PR #170, opened 2020-03-30
Issue #168: Added check for deterministic states

### LINKED ISSUE #168: Create a configurable way to hide MFA settings from some users
Approach TBD

Peterburnett:
Closes #168

### DIFF
--- a/classes/manager.php
+++ b/classes/manager.php
@@ -617,8 +617,10 @@ class manager {
         self::set_factor_config(array('factor_order' => implode(',', $order)), 'tool_mfa');
     }
 
-    /*
-     * If it is possible for a user to setup a factor that could put them into a pass state, returns true.
+    /**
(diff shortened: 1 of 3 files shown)


classes/manager.php
```diff
@@ -628,6 +628,18 @@ public static function possible_factor_setup() {
         // Get all active factors.
         $factors = \tool_mfa\plugininfo\factor::get_enabled_factors();
 
+        // Check if there are enough factors that can ONLY pass, if so, don't display.
+        $weight = 0;
+        foreach ($factors as $factor) {
+            $states = $factor->possible_states($USER);
+            if (count($states) == 1 && reset($states) == \tool_mfa\plugininfo\factor::STATE_PASS) {
```
brendanheywood: I feel like this loop and the one below should be combined, the intent I think needs more commenting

== Exercise objective ==
Go through the material and copy every line in which the word "plugininfo" occurs.

== Your solution ==
         $factors = \tool_mfa\plugininfo\factor::get_enabled_factors();
+            if (count($states) == 1 && reset($states) == \tool_mfa\plugininfo\factor::STATE_PASS) {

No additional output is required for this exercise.